Solution: The key is to understand what can uniquely denote a tree (or serialize a tree). A good way to serialize a tree is to record the pre-order traversal of a binary tree plus the nil virtual leaf information. If we denote an actual node as "1", the nil virtual leaf as "0". The sequence "10100" will stand for the following tree:


                  *          
               /      \                    
             nil       *
                      /    \
                   nil    nil

The way to decide the nil leaf is to check the children of a node. If a node is a leaf in the tree, it will have two nil virtual leaves, since a leaf won't have any children.  Similarly, we can know the sequence "11000" will stand for the following tree:


                  *          
                 /  \                
               *    nil
              /  \
           nil  nil

Therefore,  our target is to enumerate all possible sequences. There are several constraints on the sequences:

  • For a n node tree, the length of the sequence will be 2n+1 with n "1" and n+1 "0".
  • For any position i in the sequence s and != 2n,  the number of "1" should always be no smaller than the number of "0" in the sub-sequence s[0, i].
The related code is as follow:
// rebuild the tree from a sequence such as "11000"
TreeNode * rebuild_tree(int s[], int n)
{

    TreeNode *root = create_node();
    stack<TreeNode *> stk;
    stk.push(root);
    
    for(int i=1; i<s.size(); i++)
    {
       if(s[i])
       {
         
         TreeNode *node = create_node();
         if(s[i-1]) 
         {
           stk.top()->left = node;           
         }
         else
         {
           stk.top()->right = node;
           stk.pop();          
         }
         stk.push(node);
       }
       else 
       {
         if(!s[i-1]) stk.pop();
       }
    
    }
    
    return root;

}

//print all possible trees
void output_all_possible_trees(int *seq, int n, int num1, int num0)
{
     
     if((num1 + num0) == 2*n)
     {
        seq[2*n] = 0;
        TreeNode *root = rebuild_tree(seq, 2*n+1);
        print_tree(root);
        return;
     }
        
    if(num1 >= num0 && num1 < n)
    {
        seq[num1+num0] = 1;
        output_all_possible_trees(seq, n, num1+1, num0); 
    }       
    
    if(num0 < num1 && num1 <=n)
    {
        seq[num1+num0] = 0;
        output_all_possible_trees(seq, n, num1, num0+1);  
    
    }
   
}

Iterative Binary Tree Traversal with Constant Space Overhead

Problem: Given a binary tree, try to traverse the tree in an iterative way. The space overhead is expected to be constant.

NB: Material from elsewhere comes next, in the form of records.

PR #828, opened 2025-05-29
[EVM] Add support for spills and reloads

vladimirradosavljevic:
In order to add spills and reloads support, following has implemented:

1. The stackification process is now iterative, with a configurable
   maximum number of iterations. Spill candidates are identified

Solution: With stack, we can iteratively traverse the tree. Here explain a way to traverse the tree without stack. The main idea is to use threaded tree. The key is to leverage the right child pointer of a node that is null. Then set this null-valued right child pointer to the in-order successor of the node. The detail of the algorithm is as follow:

  • Inspect a node n, if the node doesn't have a left child, visit this node, then proceed to its right child.
  • If the node has left child, there are two situations. The first is that the predecessor of n has not been processed. Then we need to find a right_most node that will be the predecessor of set right_most's right child to be n. If n's left child has a right child, right_most is left child's right-most child; if n's left child doesn't have a right child, right_most is left child itself. Then we proceed to  n's left child.
  • The second situation is that the predecessor of n has been processed. We can tell this by keep following n's left child's right child pointer until a right child pointer points to n or the pointer is null. If the pointer points to n, it means the predecessor of has been processed, then we visit n, proceed to its right child. We can do one extra thing here, before moving forward, we can set the right child of n's predecessor to be null, since previously we modified its value to thread the tree. By doing this, we can keep the tree unmodified after traversal.
  • The algorithm stops when we find the current node is null
The code is below:
void Non_recursive_tree_traversal(TreeNode *root)
{
   if(!root) return;
   
   TreeNode *cur = root;
     
   while(cur)
   {
      // if no left child, visit itself      
      if(!cur->left)
      {
        visit(cur);
        cur = cur->right;        
      }
      // left child is there
      else 
      {
        TreeNode *pp = cur->left;
        
        while(pp->right)
        {
           if(pp->right == cur) break;      
           pp = pp->right;     
        }
        
        // if cur's predecessor has been visited 
        if(pp->right == cur)
        {
           visit(cur);
           // revert the right pointer to null
           pp->right = NULL;
           cur = cur->right;
        }        
        else if(!pp->right)
        {
           // if the right child pointer is null
           // set its value to thread the tree
           pp->right = cur;
           cur = cur->left; 
        }
 
      }     
   }
}

Saturday, February 25, 2012

Get the Max and Min Simultaneously

Problem: Given an array of integers, try to get the max and min in this array with the least number of comparisons.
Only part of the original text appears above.